23 maggio 2007: in occasione dell’uscita del secondo capitolo antologico (in doppio dvd) della carriera degli Afterhours ho vissuto il piacere e l’onore di un dialogo telefonico con Giorgio Prette, batterista storico della band. L’obiettivo è stato quello di ripercorrere le tappe di un percorso evolutivo che si è svolto all’insegna dell’onestà e della difesa di un’integrità professionale ed umana, durante ben vent’anni. Manca poco ormai all’uscita del nuovo album e LostHighways ha deciso di riportare all’attenzione dei suoi lettori un’intervista che ha avuto e continua ad avere un significato speciale.

E’ un piacere poter realizzare quest’intervista.
La carriera degli Afterhours segue una linea temporale di vent’anni. Le tappe del vostro percorso sono state segnate dalla necessità di comunicare sempre le ragioni di ogni scelta, di rendere visibili anche forme di autocritica e al contempo di analisi del “sistema musica” in Italia. I due doppi dvd (Non usate precauzioni – Fatevi infettare, uscito in febbraio e Io non tremo, uscito l’undici maggio e subito al primo posto nelle classifiche di vendita) amplificano questa tendenza alla comunicazione di un progetto tra luci e ombre. Voi, la migliore rock band italiana (come vi hanno definito dal palco del 1’ maggio… e non è una scoperta!), avete scelto non di autocelebrarvi con il dvd di un live confezionato all’occorrenza, ma vi “raccontate” attraverso la forma di un documentario…

In realtà il progetto non era partito in questo modo: è stato un work in progress. Quando è nata l’idea del dvd inizialmente si era pensato di raccontare il tour del 2005, quello di Ballate per piccole iene. Avevamo organizzato di riprendere i concerti e giravamo con le telecamerine digitali per raccogliere anche materiale di backstage. Successivamente, cercando ciascuno a casa propria materiale di repertorio, ci siamo resi conto di quanto ne avessimo di carino e molto vecchio. Quindi abbiamo capito che documentare l’ultimo tour non ci interessava più di tanto, del resto non abbiamo mai avuto interesse a realizzare il dvd di un concerto. Coerentemente con quello che siamo noi e avendo tutto quel materiale, che copre un arco di storia di vent’anni, abbiamo pensato di fare un documentario. E’ chiaro che con tutta la mole di materiale e le cose da raccontare con un solo dvd non ce l’avremmo fatta. Già scremando moltissimo abbiamo creato due puntate, diversamente un doppio dvd con tre ore e passa di documentario sarebbe stato pesante da digerire in un botto solo, anche dal punto di vista economico. Allora abbiamo pensato di accompagnare il documentario di ogni puntata con un altro dvd di contenuti speciali: uno con tutti i nostri videoclip che molta gente non aveva visto (soprattutto quelli più vecchi) e l’altro con trenta canzoni estrapolate da concerti di varie epoche.
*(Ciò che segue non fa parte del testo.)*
PR #5604, opened 2026-05-29
feat(native): Add winit Event handler

J0hannes101:
Adds a `use_winit_event_handler()` hook to the native renderer, allowing to register callbacks that fire on winit `WindowEvent` - analogous to `use_wry_event_handler()` on desktop.


nicoburns (changes requested):
This seems like a good feature, but it shouldn't use a thead-local variable. It should probably use an `Rc<RefCell<_>>` type shared between the Window and the Dioxus context like Dioxus Desktop does (see the `DesktopContext` / `DesktopService` types)

nicoburns:
I've ported this to the upstream version of Dioxus Native in the Blitz repo: https://github.com/DioxusLabs/blitz/pull/493 (I've credited you as Co-Author :))

This repo should get the change next time it syncs from upstream :)

Issue #5032, opened 2025-11-25
Panic in `ClientRequest::new` when using `base_path`


Ltrlg:
In one of my currently-migrating-projects, the first server function call panics. Here is what I managed to debug:

 - The visible effect is that [this `unwrap`](https://github.com/DioxusLabs/dioxus/blob/v0.7.1/packages/fullstack/src/client.rs#L51) panics on `url::ParseError::RelativeUrlWithoutBase`.
 - This happens because it tries to parse `"/{base_path}/api/{function}"` to `url::Url` (where `{base_path}` is the one defined in `Dioxus.toml`).
 - Which in turn happens because `get_server_url` returned `"/{base_path}"` (which, not being empty, was not replaced with `"http://this.is.not.a.real.url:9000"`)
 - … because at [the previous set point](https://github.com/DioxusLabs/dioxus/blob/v0.7.1/packages/dioxus/src/launch.rs#L326), `get_server_url()` returned an empty string, which got concatenated to the base path.

~~_(Looks like fixing this problem is not enough for my setup to work: The base path is missing when [generating the actual relative URL](https://github.com/DioxusLabs/dioxus/blob/v0.7.1/packages/fullstack/src/client.rs#L156) later.)_~~

**Environment:**

- Dioxus version: 0.7.1
- Rust version: 1.91.1
- OS info: NixOS 25.05
- App platform: web

Colecf:
I'm also seeing this issue, my site isn't working after upgrading from 0.6.0 -> 0.7.1

binarypie:
@Ltrlg and @Colecf What are your base_paths set to if anything? My PR #5049 was just merged and had similar issues if the base_path was set to `/`. 

Let me know I can probably help with reproduction steps if the value is something else.

Colecf:
`base_path = "foo"`. No slashes or anything.

Ltrlg:
Same for me, a single `[a-z]+` path segment.

binarypie:
> Same for me, a single `[a-z]+` path segment.

> `base_path = "foo"`. No slashes or anything.


Thank you both!

min7318:
use this fix
in the file dioxus-fullstack-0.7.2/src/client.rs at( line 40) change them as below, then it works
`        

  
         let mut server_url = get_server_url().to_string();

        if server_url.is_empty() {
            server_url = "http://this.is.not.a.real.url:9000".to_string();
        }
        else {
            if server_url.starts_with("/") {
[...]

PR #5605, opened 2026-05-30
fix: Panic in ClientRequest::new when using base_path

NoeTerrier:
### Summary

Fix issue #5032. 

This PR handle the missing case where `get_server_url()` returned a URL beginning with `/`, producing an unwrap error when parsing it later. 

### Notes

Based on the fix suggestions discussed in the related issue: #5032


icalder:
Fixes "ServerFn Echo" for me, 0.7.9 release and `[web]` `base_path` set in `Dioxus.toml`

steflon19:
This enables me to host a Dioxus app behind Caddy with a base_path, would be great if this could be upstreamed 🙏🏻

PR #5606, opened 2026-06-02
feat(manganis): add with_width/with_height for auto aspect-ratio image sizing

theonlyhennygod:
## Summary

Closes #5458

Adds the ability to specify only one dimension (`with_width` or `with_height`) when resizing image assets, and have the other dimension automatically derived from the image's aspect ratio at build time.

### `packages/manganis/manganis-core/src/images.rs`
- Added `ImageSize::WidthOnly { width }` and `ImageSize::HeightOnly { height }` variants to the `ImageSize` enum
- Added `with_width(width: u32)` and `with_height(height: u32)` `const` methods to `AssetOptionsBuilder<ImageAssetOptions>`

### `packages/cli/src/opt/image.rs`
- Updated `process_image` to handle the new `ImageSize` variants by reading the decoded image's actual dimensions and computing the missing dimension from the aspect ratio

## Usage

```rust
// Resize to a specific width, height derived from aspect ratio
pub const RESIZED_PNG_ASSET: Asset =
    asset!("/assets/image.png", AssetOptions::image().with_width(52));

// Resize to a specific height, width derived from aspect ratio
pub const RESIZED_PNG_ASSET: Asset =
    asset!("/assets/image.png", AssetOptions::image().with_height(52));

// Existing API still works — both dimensions explicit
pub const RESIZED_PNG_ASSET: Asset =
    asset!("/assets/image.png", AssetOptions::image().with_size(ImageSize::Manual { width: 512, height: 512 }));
```

## Implementation Notes

- The aspect ratio is computed from the decoded image at build time (in the CLI processor), so the original image must be readable when `dx` runs
- Uses `resize_exact` (same as `Manual`) for consistency
- The new `ImageSize` variants are `#[repr(C, u8)]` compatible with the existing serialization infrastructure
- All methods are `const fn` to match the existing API convention

### DIFF
--- a/packages/cli/src/opt/image.rs
+++ b/packages/cli/src/opt/image.rs
@@ -15,8 +15,24 @@ pub(crate) fn process_image(
         .decode();
 
     if let Ok(image) = &mut image {
-        if let ImageSize::Manual { width, height } = image_options.size() {
-            *image = image.resize_exact(width, height, image::imageops::FilterType::Lanczos3);
+        match image_options.size() {
+            ImageSize::Manual { width, height } => {
+                *image =
+                    image.resize_exact(*width, *height, image::imageops::FilterType::Lanczos3);
+            }
+            ImageSize::WidthOnly { width } => {
+                let ratio = image.height() as f64 / image.width() as f64;
+                let height = (*width as f64 * ratio).round() as u32;
+                *image =
+                    image.resize_exact(*width, height, image::imageops::FilterType::Lanczos3);
+            }
+            ImageSize::HeightOnly { height } => {
+                let ratio = image.width() as f64 / image.height() as f64;
+                let width = (*height as f64 * ratio).round() as u32;
+                *image =
+                    image.resize_exact(width, *height, image::imageops::FilterType::Lanczos3);
+            }
+            ImageSize::Automatic => {}
         }
     }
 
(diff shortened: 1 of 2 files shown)


packages/manganis/manganis-core/src/images.rs
```diff
@@ -51,6 +51,16 @@ pub enum ImageSize {
         /// The height of the image in pixels
         height: u32,
     },
+    /// Only the width is specified; the height will be derived from the image's aspect ratio
+    WidthOnly {
```
ealmloff, line 55: Since we now support any combination, the struct can be width: Option<u32>, height: Option<u32> now with methods to create different variants

packages/cli/src/opt/image.rs
```diff
@@ -15,8 +15,24 @@ pub(crate) fn process_image(
         .decode();
 
     if let Ok(image) = &mut image {
-        if let ImageSize::Manual { width, height } = image_options.size() {
-            *image = image.resize_exact(width, height, image::imageops::FilterType::Lanczos3);
+        match image_options.size() {
```
ealmloff, line 18: changing to optional fields simplifies this logic to manual_dim.unwrap_or_else(existing_dim)

ealmloff (changes requested):
Thanks! Adding an enum variant is the right change for a non-breaking release, but since we have already cut over to 0.8 alphas, we can simplify this api

PR #5607, opened 2026-06-02
fix: ReadStore from MappedMutSignal requires Lens: Readable

### LINKED ISSUE #5603: ReadStore::from requires that the underlying Lens is Writeable
**Problem**

When you have a ReadStore and use a lensing function to access one of its fields, that resulting store cannot be converted into another ReadStore.

Aka. you cannot map a ReadStore to a ReadStore

**Steps To Reproduce**

```rust
        #[derive(Store, Default)]
        struct Thing {
            entry: String,
        }
        let a = Store::new(Thing::default());
        let b = ReadStore::from(a);

        let b_entry = b.entry();
        let b_entry_read = ReadStore::from(b.entry());
```

```
22:41:52 [cargo] error[E0277]: the trait bound `dioxus::prelude::ReadSignal<Thing>: Writable` is not satisfied
   --> crates/story-teller-app/src/components/townsquare/seat_circle.rs:558:28
    |
558 |         let b_entry_read = ReadStore::from(b.entry());
    |                            ^^^^^^^^^ the trait `Writable` is not implemented for `dioxus::prelude::ReadSignal<Thing>`
```

**Expected behavior**

It seems to me that this should be possibe, as it feels like a common use case to receive a ReadStore in a component, and then pass a lensed ReadStore into a deeper component.

**Environment:**

- Dioxus version: v0.7.1
- Rust version:   0.97.0-nightly
- App platform:    web

**Questionnaire**

MonaMayrhofer:
Fixes #5603

Please note that I am not well versed in the dioxus codebase. 
Changing the bound on the `From` impl seems to work and compile for my use case, but I do not know if there are any deeper implications of changing that bound.

Also the body of the impl contains `value.selector.map_writer` - should this still be "map_writer" if the value is readable and not writable?

For now i have created the pull-request against v0.7 because that is where i could test in in the context of a bigger codebase, but i can change the base to be main if that is desired.

### DIFF
--- a/.github/workflows/main.yml
+++ b/.github/workflows/main.yml
@@ -11,7 +11,7 @@ on:
       - main
 
   pull_request:
-    types: [opened, synchronize, reopened, ready_for_review]
+    types: [opened, synchronize, reopened, edited, ready_for_review]
     branches:
       - main
 
--- a/packages/stores/src/store.rs
+++ b/packages/stores/src/store.rs
@@ -204,7 +204,7 @@ where
 impl<__F, __FMut, T: ?Sized, S, Lens> ::std::convert::From<MappedStore<T, Lens, __F, __FMut>>
     for ReadStore<T, S>
 where
-    Lens: Writable<Storage = S> + 'static,
+    Lens: Readable<Storage = S> + 'static,
     __F: Fn(&Lens::Target) -> &T + 'static,
     __FMut: Fn(&mut Lens::Target) -> &mut T + 'static,
     S: BoxedSignalStorage<T> + CreateBoxedSignalStorage<MappedMutSignal<T, Lens, __F, __FMut>>,


ealmloff:
> Also the body of the impl contains `value.selector.map_writer` - should this still be "map_writer" if the value is readable and not writable?

Yes, that is right. We map the maximal version, but depending on the bounds it may only implement readable.

> For now i have created the pull-request against v0.7 because that is where i could test in in the context of a bigger codebase, but i can change the base to be main if that is desired.

That would be great. We currently only have checks set up against the main branch. I tried to change the base branch, but it looks like you may need to rebase your changes

MonaMayrhofer:
Alrighty :D

ealmloff (approved):
Thanks!

PR #5609, opened 2026-06-02
Bump anyrender_vello_hybrid

ealmloff:
https://github.com/linebender/vello/pull/1687 caused a breaking change bumping vello_common from 0.0.8 to 0.0.9 since the tint vello_common type is exported publicly in [this](https://docs.rs/glifo/0.1.1/glifo/trait.GlyphRenderer.html) `glifo` api. At the same time, this was published as a non-breaking change in `glifo` which was bumped from 0.1.0 to 0.1.1

This is causing the min versions ci to fail.

This PR bumps `anyrender_vello_hybrid` and in turn `vello_common` to 0.0.9 so the versions match to fix that issue

### DIFF
--- a/Cargo.lock
+++ b/Cargo.lock
@@ -432,9 +432,9 @@ dependencies = [
 
 [[package]]
 name = "anyrender_vello_hybrid"
-version = "0.5.1"
+version = "0.6.0"
 source = "registry+https://github.com/rust-lang/crates.io-index"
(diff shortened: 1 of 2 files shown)


nicoburns (changes requested):
You'll probably need to upgrade `anyrender_vello_cpu` at the same time.

nicoburns (approved):

mirkobozzetto:
Thanks - this also unblocks the min-deps check on #5591.

PR #5611, opened 2026-06-02
feat: expose pasted data on clipboard events

### LINKED ISSUE #1737: Support for paste for the web backend.
## Specific Demand

There is currently an `onpaste` handler. Unfortunately, the event itself appears to have no payload. It would be great to get a reference to the underlying `DataTransfer` or to a wrapper.

danielkov:
Closes #1737
Tracking issue: #5092

Expose pasted data on `paste` (and `copy`/`cut`) events.

`ClipboardData` now exposes the event's `DataTransfer` via `data_transfer()` and pasted files via `files()`, reusing the same wrapper as drag-and-drop.

## Why

`onpaste` fired but `ClipboardData` carried no payload — there was no way to read the pasted text or files. HasClipboardData` only had `as_any()` and `SerializedClipboardData` was an empty struct, so the JS serializer dropped `clipboardData` on the floor (`extend({})`).

Now the JS serializer emits `clipboardData` through a shared `serializeDataTransfer` helper (also used by the drag serializer), so the payload deserializes into `SerializedClipboardData` on desktop/liveview. On web, `WebClipboardData` reads `ClipboardEvent::clipboard_data()` directly.

paste-demo-log


ealmloff (approved):
Thanks! I pulled out the serialization logic so we can share that with other file events, other than that, this looks great

PR #5619, opened 2026-06-11
fix(bundle): support copying resource dirs for the bundler

### LINKED ISSUE #5504: dx bundle cannot copy resource dirs
**Problem**

**Steps To Reproduce**

- We have the following config in `Dioxus.toml`:

```toml
[bundle]
resources = ["./config", "./local", "./public"]
```
- Run ` dx bundle --desktop --package-types msi`, it will return a `PermissionDenied` error. If we change the path as `./config/`, it will return a ` NotFound` error.

**Expected behavior**

The resource dirs should be copied.

The problem is due to the fact that the `std::fs::copy` in [`cli/src/bundler/mod.rs#L379-L381`](https://github.com/DioxusLabs/dioxus/blob/main/packages/cli/src/bundler/mod.rs#L379-L381) can only copy files.

**Screenshots**

**Environment:**

- Dioxus version: 0.7.6  
- Rust version:  1.95   
- OS info: Windows        
- App platform:  desktop  

**Questionnaire**

photino:
Recursively copies files and directories using a custom method `copy_entries`.

Fix #5504

### DIFF
--- a/packages/cli/src/bundler/mod.rs
+++ b/packages/cli/src/bundler/mod.rs
@@ -362,20 +362,6 @@ impl<'a> BundleContext<'a> {
 
     /// Copy resources to the given path.
     pub(crate) fn copy_resources(&self, dest: &Path) -> Result<()> {
-        fn copy_entries(src: &Path, dst: &Path) -> Result<(), std::io::Error> {
-            if src.is_dir() {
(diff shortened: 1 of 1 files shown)


ealmloff (approved):
Thanks!

PR #5622, opened 2026-06-11
Fix hotpatching wasm with new v0 symbol mangling in beta linux builds

ealmloff:
`name_is_bindgen_symbol` only detects some v0 symbols in a way that is breaking the beta linux hotpatch test in ci


jkelleyrtp (approved):
ty!

PR #5632, opened 2026-06-17
fix(cli): respect .rustfmt.toml in dx fmt --raw and -f modes

### LINKED ISSUE #5631: dx fmt ignores .rustfmt.toml when formatting whole project
**Problem**

`dx fmt` does not pick up settings from `.rustfmt.toml`. RSX blocks are formatted using rustfmt defaults instead of the project's configuration.

In two places, `indentation_for` is called with the hardcoded string `"."`:

- [autoformat.rs#L56](https://github.com/DioxusLabs/dioxus/blob/b00ff7525901984f3a07fa5cfa175b537b64630b/packages/cli/src/cli/autoformat.rs#L56) (`--raw` mode)
- [autoformat.rs#L90](https://github.com/DioxusLabs/dioxus/blob/b00ff7525901984f3a07fa5cfa175b537b64630b/packages/cli/src/cli/autoformat.rs#L90) (`-f file` mode)

Internally, `indentation_for` runs `cargo fmt -- --print-config current <path>`. When `<path>` is a directory, rustfmt does not walk up to find `.rustfmt.toml` and falls back to defaults. When `<path>` is an actual file (as on [L175](https://github.com/DioxusLabs/dioxus/blob/b00ff7525901984f3a07fa5cfa175b537b64630b/packages/cli/src/cli/autoformat.rs#L175) for the whole-project case), it works correctly.

This can be verified. For example, with `hard_tabs = true` in `.rustfmt.toml`:

```sh
# Does NOT pick up .rustfmt.toml:
cargo fmt -- --print-config current .
# → hard_tabs = false

# Correctly picks up .rustfmt.toml:
cargo fmt -- --print-config current src/main.rs
# → hard_tabs = true
```

May also be related to #3433.

**Steps To Reproduce**

- Create a project with a `.rustfmt.toml` containing any non-default setting (e.g. `hard_tabs = true`)
- Add a component using `rsx!`
- Run `dx fmt -f src/main.rs` or `dx fmt --raw "div {}"`
- Observe that RSX is formatted using rustfmt defaults, ignoring `.rustfmt.toml`

**Expected behavior**

`dx fmt` should respect `.rustfmt.toml` when formatting RSX blocks in all modes.

**Screenshots**

N/A

**Environment:**

- Dioxus version: 0.7.9
- Rust version: 1.87
- OS info: Linux
- App platform: web

**Questionnaire**

costajohnt:
## Problem

`dx fmt` ignored `.rustfmt.toml` for RSX blocks in `--raw` and `-f file`/stdin
modes (#5631). `indentation_for` was called with the `"."` directory, and
rustfmt's `--print-config current <path>` only walks up to `.rustfmt.toml` when
given a concrete file, not a directory, so those modes silently used defaults.
The whole-project path already passed a real file and worked correctly.

## Fix

- `-f file`: pass the input file itself so rustfmt resolves the nearest config.
- `--raw` / stdin: no input file exists, so fall back to a representative
  project `.rs` file (mirroring the whole-project path), or `"."` when the
  project has none.

## Verification

In a project with `.rustfmt.toml` containing `hard_tabs = true`:

- Before: `dx fmt -f src/main.rs` and `dx fmt --raw "..."` formatted RSX with
  spaces (rustfmt defaults).
- After: both produce tab-indented RSX.

Added a unit test for the path-selection fallback. `cargo fmt --check`,
`cargo clippy`, and the autoformat tests pass.

Fixes #5631

### DIFF
--- a/packages/cli/src/cli/autoformat.rs
+++ b/packages/cli/src/cli/autoformat.rs
@@ -3,7 +3,11 @@ use crate::Workspace;
 use anyhow::{Context, bail};
 use dioxus_autofmt::{IndentOptions, IndentType};
 use rayon::prelude::*;
-use std::{borrow::Cow, fs, path::Path};
+use std::{
+    borrow::Cow,
+    fs,
+    path::{Path, PathBuf},
+};
 
 // For reference, the rustfmt main.rs file
 // https://github.com/rust-lang/rustfmt/blob/master/src/bin/main.rs
@@ -52,8 +56,12 @@ impl Autoformat {
             // Format a single file
             refactor_file(file, split_line_attributes, format_rust_code)?;
         } else if let Some(raw) = raw {
-            // Format raw text.
-            let indent = indentation_for(".", self.split_line_attributes)?;
+            // Format raw text. There is no input file, so anchor rustfmt's
+            // `.rustfmt.toml` lookup on a representative project file (#5631).
+            let indent = indentation_for(
+                representative_config_file(&project_rs_files()),
+                self.split_line_attributes,
+            )?;
             let formatted =
                 dioxus_autofmt::fmt_block(&raw, 0, indent).context("error formatting codeblock")?;
             println!("{}", formatted);
@@ -87,7 +95,6 @@ fn refactor_file(
     split_line_attributes: bool,
     format_rust_code: bool,
 ) -> Result<(), Error> {
-    let indent = indentation_for(".", split_line_attributes)?;
     let file_content = if file == "-" {
         let mut contents = String::new();
         std::io::stdin().read_to_string(&mut contents)?;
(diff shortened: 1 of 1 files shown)


RuboGubo:
I would love to see this merged, can I help push this along somehow?

costajohnt:
Sorry for the slow reply, and thanks for the offer.

Nothing is blocked on my end. The branch is one file, +59/-4, still merges cleanly against main, and CI was green across the full matrix on the last run. It is just waiting on a maintainer review.

The most useful thing you could do is confirm it fixes your case. Point `dx` at the branch, run `dx fmt --raw` and `dx fmt -f` in a project with a `.rustfmt.toml` that differs from the defaults (`hard_tabs`, `tab_spaces`, or `max_width` show the difference clearly), and check that the output honors the config. A second person saying "this fixed the formatting mismatch I was hitting" is worth more on a stale PR than anything I can add to it myself, and if it does not fix your case I would rather find that out now than after it merges.

Happy to rebase or split it up if a reviewer wants it in a different shape.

Si tratta di una raccolta di materiale molto vario. Chi vi segue da anni può rinvenire tracce di eventi vissuti al tempo ma anche frammenti assolutamente inediti, penso ai progetti paralleli de Le città invisibili, agli esperimenti reading degli Agnelli – Clementi. C’è tanto da approfondire rispetto a quello che si credeva di sapere…
Lo scopo era quello. Sai, noi abbiamo un pubblico molto fedele e che ha occasione di vederci molto spesso dal vivo e quindi fare un dvd di un concerto ci sembrava una presa in giro. Abbiamo ritenuto più interessante che il pubblico potesse conoscere la nostra storia attraverso le immagini e i racconti. Una grossa fetta di pubblico che abbiamo acquisito negli ultimi cinque anni certe cose non le sapeva e non poteva saperle. E’ davvero positivo per noi che il pubblico conosca la nostra storia per capire quello che siamo adesso e perché lo siamo. Nel secondo dvd, nonostante si riferisca a epoche più recenti, c’è molto materiale che la gente non aveva potuto aver visto: la parte relativa al tour americano e ai progetti che hai citato tu.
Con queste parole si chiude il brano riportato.